Process mining can help organizations by extracting knowledge from event logs. However, process mining techniques often assume business processes are stationary, while actual business processes are constantly subject to change because of the complexity of organizations and their external environment. Thus, addressing process changes over time – known as concept drifts – allows for a better understanding of process behavior and can provide a competitive edge for organizations, especially in an online data stream scenario. Current approaches to handling process concept drift focus primarily on detecting and locating concept drifts, often through an integrated, albeit offline, approach. However, part of these integrated approaches rely on complex data structures related to tree-based process models, usually discovered through algorithms whose results are influenced by specific heuristic rules. Moreover, most of the proposed approaches have not been tested on public true concept drift-labeled event logs commonly used as benchmark, making comparative analysis difficult. In this article, we propose an online approach to detect and localize concept drifts in an integrated way using batch and stream trace clustering support. In our approach, cluster models provide input information for both concept drift detection and localization methods. Each cluster abstracts a behavior profile underlying the process and reveals descriptive information about the discovered concept drifts. Experiments with benchmark synthetic event logs with different control-flow changes, as well as with real-world event logs, showed that our approach, when relying on the same clustering model, is competitive in relation to baselines concept drift detection method. In addition, the experiment showed our approach is able to correctly locate the concept drifts detected and allows the analysis of such concept drifts through different process behavior profiles.

查看原文本刊更多论文

基于批和流轨迹聚类支持的过程挖掘中概念漂移的集成检测与定位

流程挖掘可以通过从事件日志中提取知识来帮助组织。然而，流程挖掘技术通常假设业务流程是固定的，而实际的业务流程由于组织及其外部环境的复杂性而不断变化。因此，处理随时间变化的过程变化——称为概念漂移——允许更好地理解过程行为，并且可以为组织提供竞争优势，特别是在在线数据流场景中。目前处理过程概念漂移的方法主要集中于检测和定位概念漂移，通常是通过一种集成的(尽管是离线的)方法。然而，这些集成方法的一部分依赖于与基于树的过程模型相关的复杂数据结构，通常通过算法发现，其结果受特定启发式规则的影响。此外，大多数提出的方法尚未在通常用作基准的公开真实概念漂移标记事件日志上进行测试，这使得比较分析变得困难。在本文中，我们提出了一种在线方法，利用批处理和流跟踪聚类支持，以集成的方式检测和定位概念漂移。在我们的方法中，聚类模型为概念漂移检测和定位方法提供输入信息。每个聚类都抽象出一个过程底层的行为概况，并揭示关于发现的概念漂移的描述性信息。对具有不同控制流变化的基准合成事件日志以及实际事件日志进行的实验表明，当依赖于相同的聚类模型时，我们的方法与基线概念漂移检测方法相比具有竞争力。此外，实验表明，我们的方法能够正确定位检测到的概念漂移，并允许通过不同的过程行为配置文件分析这种概念漂移。

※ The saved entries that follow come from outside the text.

Issue #2448, opened 2023-07-12
Reorg Auth Docs


rahul1:
- [x] Split out Authorization and Access Policies into 2 top level categories 
- [x] Consolidate all the authentication methods into a single folder
- [x] Implement vercel server-side redirects to avoid broken links
- [x] Update "Auth Integration" docs with a decision guide on how to pick the right auth method
- [x] Update title "Okta Integration" to indicate that it's really "domain level integration"

reshmakh:
@rahul1 assuming is also closed by https://github.com/medplum/medplum/pull/3074

PR #3029, opened 2023-10-13
Reorganize auth docs

rahul1:
Part of #2448 

This PR does 3 primary things:
1. Splits the "Auth and Identity" section into two sections
  a. Authentication and Identity
  b. Authorization and Access Control
2. Moves guides for all of our different authentication methods (Auth code, Client Credentials, Google Auth, etc.) into a subfolder of "Authentication and Identity"
3. Moves the "Auth Integration Guide" to be the index page for "Authentication Methods"

While the diff is large, this is primarily fixing broken links.


packages/docs/docs/auth/authentication-methods/_category_.json
```diff
@@ -0,0 +1,4 @@
+{
+  "label": "Authentication Methods",
```
mattwiller, line 2: The `/auth/authentication-methods/...` URLs look a bit chunky to me, would we want to slim down to e.g. `methods` or `integrations`?

rahul1: Good point re: URL. 

Will change to `/methods`

rahul1: Will resolve titles in a future PR, since there's a bit of article renaming that needs to be done

mattwiller (approved):

packages/docs/docs/access/access-policies.md
```diff
@@ -1,9 +1,9 @@
 ---
-sidebar_position: 4
+sidebar_position: 0
 tags: [auth]
 ---
 
-# Access Controls
```
reshmakh, line 6: One thing here that I'd like to preserve.  Access Controls is a widely known industry standard term that people understand... while "access policies" unfortunately is not.  I'd like to maintain Access Controls as the top level name for clarity while heavily referring to "Access Policies" as our implementation.

packages/docs/docs/auth/methods/index.md
```diff
@@ -1,48 +1,48 @@
 ---
-sidebar_position: 16
+sidebar_position: 1
 tags: [auth]
 ---
 
-# Auth Integration Patterns
+# Authentication Methods
```
reshmakh, line 6: Like this cleanup

reshmakh: Unfortunately, I do think something like "Patterns" is better here.  The reason is that methods can man other things as well such as "JWT", "Basic Auth" and the like.  This is more of what type of application is connecting.  Open to suggestions on the language but Methods I think is not quite right.

packages/docs/docs/access/access-policies.md
rahul1: I'm going to push back on this. I maintained the term "Access Control" at the top level to maintain the industry standard term. Below, I tried to list the different _tools_ we have for to implement access control, of which `AccessPolicies` are one. 


image

Additionally, a lot of our devs use the search term "Access Policy" on our docs

image

packages/docs/docs/auth/methods/index.md
rahul1: Makes sense. I can maintain patterns

PR #3033, opened 2023-10-13
Fix primitive extensions on choice types

### LINKED ISSUE #3018: Underscore primitives don't work with [x] choice of type
https://discord.com/channels/905144809105260605/1161125951703359539/1161125951703359539

Does not work, but should work:

```json
  "birthDate": "1995-09-27",
  "_birthDate": {
    "id": "birthdate1"
  },
  "deceasedBoolean": false,
  "_deceasedBoolean": {
    "id": "deceased1"
  },
```

Works, but should not work:

```json
  "birthDate": "1995-09-27",
  "_birthDate": {
    "id": "birthdate1"
  },
  "deceasedBoolean": false,
  "_deceased[x]": {
    "id": "deceased1"
  },
```

mattwiller:
Resolves #3018

### DIFF
--- a/packages/core/src/typeschema/validation.test.ts
+++ b/packages/core/src/typeschema/validation.test.ts
@@ -129,8 +129,16 @@ describe('FHIR resource validation', () => {
       resourceType: 'Patient',
       deceasedBoolean: false,
     };
+    const choiceTypeExtension: Patient = {
+      resourceType: 'Patient',
+      deceasedBoolean: false,
+      _deceasedBoolean: {
+        id: '1',
+      },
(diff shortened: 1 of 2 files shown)


codyebberson (commented):
Nice.  Surgical.

Can we remove line 263 now?

```
!(key.startsWith('_') && key.slice(1) in properties) &&
```

I think your update to `isChoiceOfType` fixes that case.

And I think line 263 is what allowed the `"_deceased[x]"` property through.

We should perhaps add a test case to make sure `"_deceased[x]"` is invalid.

Otherwise lgtm 👍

本文章由计算机程序翻译，如有差异，请以英文原文为准。

求助全文

约1分钟内获得全文求助全文

来源期刊

Data & Knowledge Engineering 工程技术-计算机：人工智能

CiteScore

5.00

自引率

0.00%

发文量

审稿时长

6 months

期刊介绍： Data & Knowledge Engineering (DKE) stimulates the exchange of ideas and interaction between these two related fields of interest. DKE reaches a world-wide audience of researchers, designers, managers and users. The major aim of the journal is to identify, investigate and analyze the underlying principles in the design and effective use of these systems.